Assignment: Where a line in the records holds "bodies", count it once; return only the final number.

Raw data:
PR #207, opened 2026-06-08
ci(integration): sleep 30s after capacity reaches Active

### LINKED ISSUE #206: ci(integration): sleep 30s after capacity resume to let Fabric data plane settle
When the integration workflow resumes the Fabric capacity, the ARM `state` reaches `Active` within ~35 seconds but Fabric data-plane endpoints (warehouse creation) often still fail with an empty 2xx body for the next ~1-2 minutes. Adds ~30 seconds of unconditional sleep after the capacity reaches `Active` to let the data plane settle before tests start.

**Acceptance:**
- `.github/workflows/integration.yml` Resume step ends with `sleep 30` after confirming `Active`.
- This is a quick unblock; the proper fix is the HTTP-status-aware retry in `warehouses.create` (#204).
- Single-line diff in the workflow.

sdebruyn:
## Summary

- ARM reports `Active` ~35s after capacity resume, but Fabric data-plane endpoints (warehouse creation etc.) still return empty 2xx bodies for ~1–2 min after
- Adds an unconditional `sleep 30` after the polling loop confirms `state=Active`, giving the data-plane time to settle before the workflow proceeds
- The "Already Active, skipping resume" fast-path is **not** affected — no sleep when capacity was already up

## Change

`[[ "$STATE" == "Active" ]] && exit 0` is replaced with an explicit `if` branch that prints a message, sleeps 30s, then exits 0.

## Test plan

- [ ] CI lint/type/unit checks pass on this PR
- [ ] Next integration run: confirm the Resume step takes ~30s longer and that warehouse-creation calls no longer return empty bodies

Closes #206

### DIFF
--- a/.github/workflows/integration.yml
+++ b/.github/workflows/integration.yml
@@ -56,7 +56,7 @@ jobs:
             sleep 15
           done
 
-          # Poll until Active, max 5 min
+          # Poll until Active, then sleep 30s for data-plane warm-up (max ~5.5 min)
           for i in {1..30}; do
             STATE=$(az resource show --ids "$CAPACITY_ID" --query 'properties.state' -o tsv)
             echo "Post-resume state: $STATE"
--- a/.github/workflows/integration.yml
+++ b/.github/workflows/integration.yml
@@ -60,7 +60,11 @@ jobs:
           for i in {1..30}; do
             STATE=$(az resource show --ids "$CAPACITY_ID" --query 'properties.state' -o tsv)
             echo "Post-resume state: $STATE"
-            [[ "$STATE" == "Active" ]] && exit 0
+            if [[ "$STATE" == "Active" ]]; then
+              echo "Capacity is Active; sleeping 30s for Fabric data-plane to settle..."
+              sleep 30
+              exit 0
+            fi
             sleep 10
           done
 


sdebruyn (commented):
## Review — ci(integration): sleep 30s after capacity reaches Active

**Overall: LGTM with one minor observation.** The change is correct, surgical, and well-targeted.

---

### 1. Sleep placement — CORRECT

The `sleep 30` sits inside the `if [[ "$STATE" == "Active" ]]; then` branch, after the echo and before `exit 0`. That is exactly the right position: the polling loop has already confirmed `state=Active`, the 30-second buffer is taken, then the step exits clean. No subsequent step can run before the sleep completes.

### 2. Fast-path unaffected — CORRECT

The pre-resume `case` block at the top of the step still has:
```
Active)  echo "Already Active, skipping resume"; exit 0 ;;
```
That path does not touch the post-resume polling loop at all, so no sleep is added when capacity was already up. Verified.

### 3. Timeout impact — ACCEPTABLE, worth noting

The polling loop is `{1..30}` × `sleep 10` = up to 5 min (300s). The 30s sleep is only reached once `Active` is confirmed, so it adds at most 30s on top of the normal happy path (not on top of the 5-min ceiling). The job-level `timeout-minutes: 45` gives ample headroom — no concern.

That said: the comment in the workflow says "Poll until Active, max 5 min" which is now slightly misleading — the step can take up to 5 min + 30s. Consider updating it to "Poll until Active, then sleep 30s for data-plane warm-up (max ~5.5 min)". Not a blocker.

### 4. Other workflows — NO ACTION NEEDED

`FABRIC_TEST_CAPACITY_ID` / `resume` / `suspend` appear only in `integration.yml`. The other workflows (`ci.yml`, `docker.yml`, `publish.yml`, `release-drafter.yml`, `security.yml`) do not touch the test capacity. No changes needed elsewhere.

### 5. Diagnostic output — GOOD

`echo "Capacity is Active; sleeping 30s for Fabric data-plane to settle..."` is printed before the sleep, which gives a clear timestamp anchor in CI logs. Makes it easy to correlate with any remaining flakiness.

### 6. Conventional commit + Closes footer — CORRECT

- Title: `ci(integration): sleep 30s after capacity reaches Active` — valid conventional commit, `ci` scope, imperative mood.
- Body: explains the root cause (ARM vs data-plane lag), the fix, and the fast-path exclusion.
- Footer: `Closes #206` — present and correct.

---

### Minor suggestion (non-blocking)

Update the inline comment from `# Poll until Active, max 5 min` to something like:
```
# Poll until Active, then sleep 30s for data-plane warm-up (max ~5.5 min)
```
This keeps the comment accurate and avoids confusion for anyone reading the workflow later.

No other changes needed. Ready to merge once CI passes.

.github/workflows/integration.yml
```diff
@@ -60,7 +60,11 @@ jobs:
           for i in {1..30}; do
```
sdebruyn, line 60: The inline comment above this block says `# Poll until Active, max 5 min` but the step can now take up to ~5.5 min (5 min polling + 30s sleep). Suggest updating to:
```
# Poll until Active, then sleep 30s for data-plane warm-up (max ~5.5 min)
```
Non-blocking, but keeps the comment accurate.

Reply: 2